Exercise:
Keep every line of the data below that has the string "aiolibsbot" and present those lines.

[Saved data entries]

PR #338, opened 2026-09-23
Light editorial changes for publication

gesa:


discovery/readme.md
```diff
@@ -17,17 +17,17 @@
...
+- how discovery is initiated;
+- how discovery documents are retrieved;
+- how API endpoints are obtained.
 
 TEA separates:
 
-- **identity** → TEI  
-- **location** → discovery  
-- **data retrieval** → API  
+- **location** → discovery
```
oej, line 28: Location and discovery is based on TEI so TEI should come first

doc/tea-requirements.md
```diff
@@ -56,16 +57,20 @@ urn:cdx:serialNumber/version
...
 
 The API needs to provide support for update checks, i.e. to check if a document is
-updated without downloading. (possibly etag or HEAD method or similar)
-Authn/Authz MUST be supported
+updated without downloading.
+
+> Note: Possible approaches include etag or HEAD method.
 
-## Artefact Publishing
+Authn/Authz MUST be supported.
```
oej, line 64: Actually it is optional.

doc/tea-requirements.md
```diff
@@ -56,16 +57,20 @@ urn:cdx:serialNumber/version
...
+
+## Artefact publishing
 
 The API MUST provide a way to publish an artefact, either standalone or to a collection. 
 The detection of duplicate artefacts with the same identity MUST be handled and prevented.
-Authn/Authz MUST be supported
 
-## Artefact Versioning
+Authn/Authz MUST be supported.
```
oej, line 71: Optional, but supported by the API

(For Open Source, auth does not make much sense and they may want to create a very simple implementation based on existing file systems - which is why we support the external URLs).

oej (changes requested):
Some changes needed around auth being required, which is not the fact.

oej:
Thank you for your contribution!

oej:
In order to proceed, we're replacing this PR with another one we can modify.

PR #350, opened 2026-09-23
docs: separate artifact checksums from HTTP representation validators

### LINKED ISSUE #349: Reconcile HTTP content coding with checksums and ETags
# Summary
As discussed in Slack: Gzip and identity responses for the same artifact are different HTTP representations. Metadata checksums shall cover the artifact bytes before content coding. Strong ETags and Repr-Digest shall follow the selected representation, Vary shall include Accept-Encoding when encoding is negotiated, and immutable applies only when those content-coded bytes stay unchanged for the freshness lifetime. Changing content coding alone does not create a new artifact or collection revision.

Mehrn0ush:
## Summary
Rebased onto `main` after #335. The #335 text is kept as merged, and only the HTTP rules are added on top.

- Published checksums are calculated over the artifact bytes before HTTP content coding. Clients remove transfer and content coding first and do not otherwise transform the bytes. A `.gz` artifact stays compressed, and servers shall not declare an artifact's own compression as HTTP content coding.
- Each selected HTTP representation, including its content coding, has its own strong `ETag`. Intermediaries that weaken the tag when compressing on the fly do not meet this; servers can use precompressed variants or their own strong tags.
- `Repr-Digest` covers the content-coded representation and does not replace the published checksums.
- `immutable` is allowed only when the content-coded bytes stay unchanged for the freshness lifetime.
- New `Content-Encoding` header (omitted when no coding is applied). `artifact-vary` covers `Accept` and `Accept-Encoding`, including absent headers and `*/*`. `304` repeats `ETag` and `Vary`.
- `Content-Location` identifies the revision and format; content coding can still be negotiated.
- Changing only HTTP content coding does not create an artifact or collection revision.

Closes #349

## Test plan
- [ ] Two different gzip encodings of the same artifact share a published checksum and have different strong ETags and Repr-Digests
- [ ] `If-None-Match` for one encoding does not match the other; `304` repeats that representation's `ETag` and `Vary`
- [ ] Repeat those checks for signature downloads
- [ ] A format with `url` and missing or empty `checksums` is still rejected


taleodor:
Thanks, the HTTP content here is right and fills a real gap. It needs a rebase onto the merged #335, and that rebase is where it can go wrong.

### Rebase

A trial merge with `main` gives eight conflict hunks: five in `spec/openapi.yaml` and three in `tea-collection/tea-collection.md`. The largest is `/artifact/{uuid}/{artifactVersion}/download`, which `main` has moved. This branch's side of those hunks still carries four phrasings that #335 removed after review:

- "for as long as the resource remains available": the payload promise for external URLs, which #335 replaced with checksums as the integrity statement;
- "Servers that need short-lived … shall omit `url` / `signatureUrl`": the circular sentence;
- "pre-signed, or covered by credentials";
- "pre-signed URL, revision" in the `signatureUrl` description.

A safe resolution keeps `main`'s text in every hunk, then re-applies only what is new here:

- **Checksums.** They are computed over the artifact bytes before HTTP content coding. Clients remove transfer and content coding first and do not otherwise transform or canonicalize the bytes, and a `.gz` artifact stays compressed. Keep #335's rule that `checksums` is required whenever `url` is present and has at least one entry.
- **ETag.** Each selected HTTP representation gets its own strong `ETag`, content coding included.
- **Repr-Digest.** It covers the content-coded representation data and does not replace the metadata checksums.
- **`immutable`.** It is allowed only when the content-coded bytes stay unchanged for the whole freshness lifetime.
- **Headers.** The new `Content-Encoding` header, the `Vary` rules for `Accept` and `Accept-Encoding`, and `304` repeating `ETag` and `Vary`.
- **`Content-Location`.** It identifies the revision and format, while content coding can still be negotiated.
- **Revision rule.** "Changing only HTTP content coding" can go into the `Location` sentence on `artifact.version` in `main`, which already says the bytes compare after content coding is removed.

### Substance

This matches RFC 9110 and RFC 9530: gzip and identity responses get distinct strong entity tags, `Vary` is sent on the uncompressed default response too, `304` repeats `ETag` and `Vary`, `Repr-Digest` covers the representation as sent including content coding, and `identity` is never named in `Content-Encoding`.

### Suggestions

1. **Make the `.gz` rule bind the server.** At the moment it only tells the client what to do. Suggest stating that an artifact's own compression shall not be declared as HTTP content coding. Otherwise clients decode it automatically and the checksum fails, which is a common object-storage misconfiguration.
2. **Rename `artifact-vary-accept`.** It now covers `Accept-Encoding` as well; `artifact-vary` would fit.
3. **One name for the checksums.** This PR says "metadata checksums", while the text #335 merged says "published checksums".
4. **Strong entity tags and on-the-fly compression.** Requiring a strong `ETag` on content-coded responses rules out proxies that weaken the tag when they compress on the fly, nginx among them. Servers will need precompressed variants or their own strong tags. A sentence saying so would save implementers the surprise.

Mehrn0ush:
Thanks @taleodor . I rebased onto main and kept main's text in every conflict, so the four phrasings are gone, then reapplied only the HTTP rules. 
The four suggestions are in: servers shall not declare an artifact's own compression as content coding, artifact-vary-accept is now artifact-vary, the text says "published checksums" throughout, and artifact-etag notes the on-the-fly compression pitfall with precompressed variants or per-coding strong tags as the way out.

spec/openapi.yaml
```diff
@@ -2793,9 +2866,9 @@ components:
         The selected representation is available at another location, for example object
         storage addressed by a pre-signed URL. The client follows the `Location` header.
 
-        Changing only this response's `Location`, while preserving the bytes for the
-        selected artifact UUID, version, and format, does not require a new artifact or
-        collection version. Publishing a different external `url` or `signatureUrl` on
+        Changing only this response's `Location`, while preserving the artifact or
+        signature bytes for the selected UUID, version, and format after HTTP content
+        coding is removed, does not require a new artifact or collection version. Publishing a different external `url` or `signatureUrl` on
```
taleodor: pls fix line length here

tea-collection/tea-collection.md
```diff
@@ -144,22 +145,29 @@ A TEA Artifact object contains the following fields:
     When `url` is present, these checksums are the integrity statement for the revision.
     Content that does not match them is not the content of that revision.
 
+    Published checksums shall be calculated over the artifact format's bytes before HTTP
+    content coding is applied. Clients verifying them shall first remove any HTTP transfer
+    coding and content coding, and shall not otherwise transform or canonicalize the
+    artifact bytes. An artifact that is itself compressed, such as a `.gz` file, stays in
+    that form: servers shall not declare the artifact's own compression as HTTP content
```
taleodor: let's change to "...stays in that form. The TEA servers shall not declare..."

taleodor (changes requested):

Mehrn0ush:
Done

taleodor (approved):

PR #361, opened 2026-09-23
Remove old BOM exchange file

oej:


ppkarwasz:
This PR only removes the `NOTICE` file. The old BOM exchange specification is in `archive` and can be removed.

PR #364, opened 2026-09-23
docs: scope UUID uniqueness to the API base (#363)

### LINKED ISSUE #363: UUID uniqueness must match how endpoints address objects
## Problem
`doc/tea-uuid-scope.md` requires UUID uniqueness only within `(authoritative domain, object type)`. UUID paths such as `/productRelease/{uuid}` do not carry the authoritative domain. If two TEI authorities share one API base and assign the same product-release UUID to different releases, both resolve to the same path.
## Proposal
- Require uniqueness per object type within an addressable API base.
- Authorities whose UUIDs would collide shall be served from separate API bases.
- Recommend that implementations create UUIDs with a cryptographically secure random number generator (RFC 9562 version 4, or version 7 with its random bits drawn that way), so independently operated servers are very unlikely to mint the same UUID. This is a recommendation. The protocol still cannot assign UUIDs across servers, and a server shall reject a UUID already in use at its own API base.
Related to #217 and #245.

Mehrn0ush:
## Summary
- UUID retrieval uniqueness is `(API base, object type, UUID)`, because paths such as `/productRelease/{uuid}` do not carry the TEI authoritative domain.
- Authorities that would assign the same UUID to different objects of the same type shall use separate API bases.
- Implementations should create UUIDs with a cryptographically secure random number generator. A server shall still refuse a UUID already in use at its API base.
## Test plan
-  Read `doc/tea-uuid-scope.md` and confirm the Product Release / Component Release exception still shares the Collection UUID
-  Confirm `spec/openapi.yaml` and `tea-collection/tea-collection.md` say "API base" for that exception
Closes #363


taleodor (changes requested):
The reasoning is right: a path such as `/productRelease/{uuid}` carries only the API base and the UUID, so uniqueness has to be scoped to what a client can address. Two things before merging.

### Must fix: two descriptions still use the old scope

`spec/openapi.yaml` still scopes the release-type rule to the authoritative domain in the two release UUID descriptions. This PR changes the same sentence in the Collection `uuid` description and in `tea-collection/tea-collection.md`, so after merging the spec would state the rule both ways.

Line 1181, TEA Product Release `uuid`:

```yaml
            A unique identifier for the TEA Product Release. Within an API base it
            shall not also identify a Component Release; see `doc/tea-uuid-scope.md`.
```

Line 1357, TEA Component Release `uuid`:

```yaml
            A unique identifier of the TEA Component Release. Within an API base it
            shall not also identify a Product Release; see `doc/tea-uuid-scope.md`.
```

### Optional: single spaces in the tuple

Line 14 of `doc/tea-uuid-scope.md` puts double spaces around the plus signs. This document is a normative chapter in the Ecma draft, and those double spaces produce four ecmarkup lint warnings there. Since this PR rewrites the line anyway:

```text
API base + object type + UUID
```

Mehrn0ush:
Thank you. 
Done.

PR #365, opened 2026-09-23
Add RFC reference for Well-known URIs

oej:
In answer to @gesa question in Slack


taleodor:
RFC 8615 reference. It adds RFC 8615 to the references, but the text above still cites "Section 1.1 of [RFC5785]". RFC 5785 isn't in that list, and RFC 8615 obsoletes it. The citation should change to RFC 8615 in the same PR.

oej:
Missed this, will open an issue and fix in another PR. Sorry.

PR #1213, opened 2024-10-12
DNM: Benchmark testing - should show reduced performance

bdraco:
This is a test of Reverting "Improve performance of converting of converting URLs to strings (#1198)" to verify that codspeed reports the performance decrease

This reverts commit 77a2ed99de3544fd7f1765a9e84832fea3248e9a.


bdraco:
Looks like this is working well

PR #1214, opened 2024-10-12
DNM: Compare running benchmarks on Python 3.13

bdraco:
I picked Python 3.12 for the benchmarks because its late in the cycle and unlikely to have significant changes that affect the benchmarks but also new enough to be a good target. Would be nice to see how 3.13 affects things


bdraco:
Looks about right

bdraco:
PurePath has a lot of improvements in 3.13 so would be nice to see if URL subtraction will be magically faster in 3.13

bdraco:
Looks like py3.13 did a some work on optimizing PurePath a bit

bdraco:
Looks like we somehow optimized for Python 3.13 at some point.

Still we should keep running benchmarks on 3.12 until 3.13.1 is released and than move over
---
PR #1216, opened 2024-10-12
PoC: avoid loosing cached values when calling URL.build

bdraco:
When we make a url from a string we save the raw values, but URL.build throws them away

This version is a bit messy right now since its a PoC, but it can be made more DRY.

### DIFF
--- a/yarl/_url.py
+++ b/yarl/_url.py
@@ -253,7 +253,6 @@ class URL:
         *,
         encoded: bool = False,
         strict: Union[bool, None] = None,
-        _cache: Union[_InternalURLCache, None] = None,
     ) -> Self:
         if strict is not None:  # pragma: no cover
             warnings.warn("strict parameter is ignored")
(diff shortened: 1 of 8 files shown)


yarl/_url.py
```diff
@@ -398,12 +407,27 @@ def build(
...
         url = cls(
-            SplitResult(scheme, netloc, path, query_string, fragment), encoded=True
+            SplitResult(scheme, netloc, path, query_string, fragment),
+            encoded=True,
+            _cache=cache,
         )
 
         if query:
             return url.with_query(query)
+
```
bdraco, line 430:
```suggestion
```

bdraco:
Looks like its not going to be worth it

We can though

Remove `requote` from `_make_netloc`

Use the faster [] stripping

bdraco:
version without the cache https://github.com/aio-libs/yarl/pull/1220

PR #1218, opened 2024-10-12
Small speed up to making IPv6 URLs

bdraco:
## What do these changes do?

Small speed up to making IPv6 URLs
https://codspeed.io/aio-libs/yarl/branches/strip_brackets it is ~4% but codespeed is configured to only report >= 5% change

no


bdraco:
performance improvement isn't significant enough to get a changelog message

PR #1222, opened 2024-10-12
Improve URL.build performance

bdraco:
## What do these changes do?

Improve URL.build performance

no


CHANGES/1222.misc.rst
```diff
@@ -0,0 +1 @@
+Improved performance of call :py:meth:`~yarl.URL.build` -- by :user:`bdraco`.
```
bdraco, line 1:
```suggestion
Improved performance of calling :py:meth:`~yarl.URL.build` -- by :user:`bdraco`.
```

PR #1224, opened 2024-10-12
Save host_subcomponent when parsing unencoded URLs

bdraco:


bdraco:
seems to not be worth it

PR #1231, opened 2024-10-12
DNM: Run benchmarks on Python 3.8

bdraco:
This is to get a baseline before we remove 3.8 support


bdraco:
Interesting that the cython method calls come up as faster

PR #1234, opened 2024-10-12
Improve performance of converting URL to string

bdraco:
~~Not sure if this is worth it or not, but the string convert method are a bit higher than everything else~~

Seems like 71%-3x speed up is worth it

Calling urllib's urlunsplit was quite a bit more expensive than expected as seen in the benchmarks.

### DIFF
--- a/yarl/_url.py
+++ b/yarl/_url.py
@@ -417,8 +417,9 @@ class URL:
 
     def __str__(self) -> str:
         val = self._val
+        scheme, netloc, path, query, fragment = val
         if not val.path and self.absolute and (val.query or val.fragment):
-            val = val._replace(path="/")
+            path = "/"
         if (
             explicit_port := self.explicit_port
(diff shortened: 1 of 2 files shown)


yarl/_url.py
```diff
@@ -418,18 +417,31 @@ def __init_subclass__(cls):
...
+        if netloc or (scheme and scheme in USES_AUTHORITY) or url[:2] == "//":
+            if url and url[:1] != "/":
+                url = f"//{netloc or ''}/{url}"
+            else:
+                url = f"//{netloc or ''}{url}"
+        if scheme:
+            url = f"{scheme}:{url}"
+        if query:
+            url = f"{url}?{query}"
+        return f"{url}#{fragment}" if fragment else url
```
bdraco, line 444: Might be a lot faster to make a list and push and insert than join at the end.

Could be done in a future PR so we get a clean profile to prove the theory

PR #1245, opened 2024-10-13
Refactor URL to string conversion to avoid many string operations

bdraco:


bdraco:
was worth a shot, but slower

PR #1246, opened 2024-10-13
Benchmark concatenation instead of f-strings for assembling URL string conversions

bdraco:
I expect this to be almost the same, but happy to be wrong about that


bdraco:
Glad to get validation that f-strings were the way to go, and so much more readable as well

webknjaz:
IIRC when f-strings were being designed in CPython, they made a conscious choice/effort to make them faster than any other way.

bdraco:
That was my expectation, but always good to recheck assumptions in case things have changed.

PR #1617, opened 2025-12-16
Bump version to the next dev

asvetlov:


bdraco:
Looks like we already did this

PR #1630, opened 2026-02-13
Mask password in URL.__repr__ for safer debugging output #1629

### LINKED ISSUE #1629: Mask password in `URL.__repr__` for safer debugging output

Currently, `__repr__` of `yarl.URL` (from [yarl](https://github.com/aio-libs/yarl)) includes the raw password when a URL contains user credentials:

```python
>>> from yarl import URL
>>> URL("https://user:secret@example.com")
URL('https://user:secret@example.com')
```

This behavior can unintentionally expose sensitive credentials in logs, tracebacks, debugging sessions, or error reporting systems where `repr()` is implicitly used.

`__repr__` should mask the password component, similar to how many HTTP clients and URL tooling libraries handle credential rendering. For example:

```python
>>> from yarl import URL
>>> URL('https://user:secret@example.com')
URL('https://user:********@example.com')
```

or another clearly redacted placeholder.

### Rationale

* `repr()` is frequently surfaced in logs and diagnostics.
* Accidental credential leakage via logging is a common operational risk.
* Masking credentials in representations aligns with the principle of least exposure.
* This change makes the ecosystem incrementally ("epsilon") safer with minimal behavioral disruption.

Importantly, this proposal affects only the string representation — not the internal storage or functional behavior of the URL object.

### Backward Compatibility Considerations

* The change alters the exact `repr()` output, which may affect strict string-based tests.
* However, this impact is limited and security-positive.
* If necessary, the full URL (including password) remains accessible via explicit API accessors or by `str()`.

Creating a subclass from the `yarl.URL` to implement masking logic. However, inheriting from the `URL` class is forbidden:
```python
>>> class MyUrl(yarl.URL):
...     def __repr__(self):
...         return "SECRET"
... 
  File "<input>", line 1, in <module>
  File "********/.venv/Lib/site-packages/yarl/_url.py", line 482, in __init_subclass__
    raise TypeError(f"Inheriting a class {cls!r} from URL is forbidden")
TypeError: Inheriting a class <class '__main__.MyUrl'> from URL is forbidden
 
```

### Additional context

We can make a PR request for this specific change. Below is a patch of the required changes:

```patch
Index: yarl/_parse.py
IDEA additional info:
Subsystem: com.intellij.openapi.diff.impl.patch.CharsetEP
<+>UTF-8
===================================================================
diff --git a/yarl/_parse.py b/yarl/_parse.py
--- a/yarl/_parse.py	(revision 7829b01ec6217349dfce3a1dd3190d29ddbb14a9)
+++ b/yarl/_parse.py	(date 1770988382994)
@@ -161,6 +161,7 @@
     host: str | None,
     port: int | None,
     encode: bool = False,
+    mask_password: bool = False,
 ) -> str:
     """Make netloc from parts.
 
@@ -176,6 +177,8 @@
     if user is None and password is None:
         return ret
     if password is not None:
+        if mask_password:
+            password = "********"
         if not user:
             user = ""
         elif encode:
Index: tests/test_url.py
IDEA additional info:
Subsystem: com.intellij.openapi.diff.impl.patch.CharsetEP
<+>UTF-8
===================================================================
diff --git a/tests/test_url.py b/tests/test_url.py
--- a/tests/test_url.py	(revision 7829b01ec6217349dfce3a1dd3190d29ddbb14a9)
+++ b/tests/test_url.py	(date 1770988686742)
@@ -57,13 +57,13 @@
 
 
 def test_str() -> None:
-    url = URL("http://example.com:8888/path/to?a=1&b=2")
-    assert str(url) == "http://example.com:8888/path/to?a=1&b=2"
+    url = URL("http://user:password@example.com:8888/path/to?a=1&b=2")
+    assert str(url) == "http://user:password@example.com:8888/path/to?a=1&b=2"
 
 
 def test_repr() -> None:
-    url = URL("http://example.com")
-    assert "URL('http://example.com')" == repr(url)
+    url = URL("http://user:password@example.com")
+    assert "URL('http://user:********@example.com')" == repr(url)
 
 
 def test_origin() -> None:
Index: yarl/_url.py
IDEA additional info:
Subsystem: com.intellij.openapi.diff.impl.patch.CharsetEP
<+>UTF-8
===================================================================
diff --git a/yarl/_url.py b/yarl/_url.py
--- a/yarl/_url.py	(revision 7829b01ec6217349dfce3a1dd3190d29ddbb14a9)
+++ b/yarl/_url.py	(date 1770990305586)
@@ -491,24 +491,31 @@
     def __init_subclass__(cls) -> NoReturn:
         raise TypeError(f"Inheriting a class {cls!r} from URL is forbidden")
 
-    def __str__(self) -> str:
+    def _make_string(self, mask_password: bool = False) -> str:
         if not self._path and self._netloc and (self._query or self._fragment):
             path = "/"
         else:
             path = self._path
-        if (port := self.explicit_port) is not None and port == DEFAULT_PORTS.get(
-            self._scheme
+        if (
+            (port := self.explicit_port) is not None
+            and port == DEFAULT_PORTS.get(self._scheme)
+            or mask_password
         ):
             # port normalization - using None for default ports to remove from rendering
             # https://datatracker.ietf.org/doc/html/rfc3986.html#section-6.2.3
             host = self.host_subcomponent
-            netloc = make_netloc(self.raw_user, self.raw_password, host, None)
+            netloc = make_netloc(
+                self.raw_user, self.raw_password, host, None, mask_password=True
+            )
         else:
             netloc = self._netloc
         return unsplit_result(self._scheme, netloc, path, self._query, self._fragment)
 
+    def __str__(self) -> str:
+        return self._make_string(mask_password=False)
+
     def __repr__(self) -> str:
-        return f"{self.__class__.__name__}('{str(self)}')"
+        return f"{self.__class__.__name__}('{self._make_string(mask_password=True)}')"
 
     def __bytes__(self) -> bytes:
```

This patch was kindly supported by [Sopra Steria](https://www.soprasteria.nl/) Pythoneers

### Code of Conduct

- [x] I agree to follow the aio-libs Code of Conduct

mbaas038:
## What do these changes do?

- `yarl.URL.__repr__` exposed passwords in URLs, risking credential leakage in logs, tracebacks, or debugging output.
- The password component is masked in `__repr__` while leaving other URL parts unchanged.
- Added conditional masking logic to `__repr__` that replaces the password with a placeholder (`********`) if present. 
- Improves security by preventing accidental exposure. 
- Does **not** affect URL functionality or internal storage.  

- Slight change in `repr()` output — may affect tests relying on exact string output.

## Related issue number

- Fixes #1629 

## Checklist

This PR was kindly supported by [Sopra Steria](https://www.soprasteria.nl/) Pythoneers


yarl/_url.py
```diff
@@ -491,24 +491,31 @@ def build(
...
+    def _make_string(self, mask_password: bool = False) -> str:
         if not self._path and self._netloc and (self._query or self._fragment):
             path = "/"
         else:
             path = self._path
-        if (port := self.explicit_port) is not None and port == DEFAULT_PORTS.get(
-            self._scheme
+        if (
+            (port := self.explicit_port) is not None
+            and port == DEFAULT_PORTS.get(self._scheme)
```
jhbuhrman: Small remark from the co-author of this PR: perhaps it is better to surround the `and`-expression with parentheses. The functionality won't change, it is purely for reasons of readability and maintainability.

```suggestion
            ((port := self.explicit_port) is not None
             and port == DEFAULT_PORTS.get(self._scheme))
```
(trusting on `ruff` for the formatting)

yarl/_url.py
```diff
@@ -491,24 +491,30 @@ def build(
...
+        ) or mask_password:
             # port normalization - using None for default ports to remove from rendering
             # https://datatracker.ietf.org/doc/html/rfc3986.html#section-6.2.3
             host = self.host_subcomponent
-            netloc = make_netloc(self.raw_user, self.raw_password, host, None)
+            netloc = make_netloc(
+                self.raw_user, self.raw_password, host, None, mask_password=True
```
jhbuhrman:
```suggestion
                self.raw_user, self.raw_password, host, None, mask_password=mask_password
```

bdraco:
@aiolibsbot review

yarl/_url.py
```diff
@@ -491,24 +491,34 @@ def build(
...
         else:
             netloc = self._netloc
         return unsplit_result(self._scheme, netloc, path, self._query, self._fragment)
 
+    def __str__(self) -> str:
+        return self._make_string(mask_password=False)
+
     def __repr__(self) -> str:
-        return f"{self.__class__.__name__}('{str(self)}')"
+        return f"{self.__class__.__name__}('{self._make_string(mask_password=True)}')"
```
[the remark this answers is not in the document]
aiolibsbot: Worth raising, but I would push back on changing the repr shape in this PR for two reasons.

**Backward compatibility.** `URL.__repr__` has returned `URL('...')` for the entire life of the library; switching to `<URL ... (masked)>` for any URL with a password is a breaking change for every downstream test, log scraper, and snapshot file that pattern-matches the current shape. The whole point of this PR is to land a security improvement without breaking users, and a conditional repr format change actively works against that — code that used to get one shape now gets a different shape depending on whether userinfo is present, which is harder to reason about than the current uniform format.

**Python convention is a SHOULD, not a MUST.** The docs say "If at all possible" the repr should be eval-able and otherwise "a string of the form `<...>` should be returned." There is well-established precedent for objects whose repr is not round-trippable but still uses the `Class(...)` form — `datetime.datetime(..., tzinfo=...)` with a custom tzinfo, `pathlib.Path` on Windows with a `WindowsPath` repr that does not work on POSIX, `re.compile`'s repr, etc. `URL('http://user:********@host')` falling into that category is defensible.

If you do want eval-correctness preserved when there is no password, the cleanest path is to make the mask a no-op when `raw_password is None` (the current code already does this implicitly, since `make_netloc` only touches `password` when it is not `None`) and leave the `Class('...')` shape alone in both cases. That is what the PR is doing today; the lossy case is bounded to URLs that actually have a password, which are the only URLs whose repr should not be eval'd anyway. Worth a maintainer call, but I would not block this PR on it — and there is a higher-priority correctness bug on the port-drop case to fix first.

Problem solution:
@aiolibsbot review
aiolibsbot: Worth raising, but I would push back on changing the repr shape in this PR for two reasons.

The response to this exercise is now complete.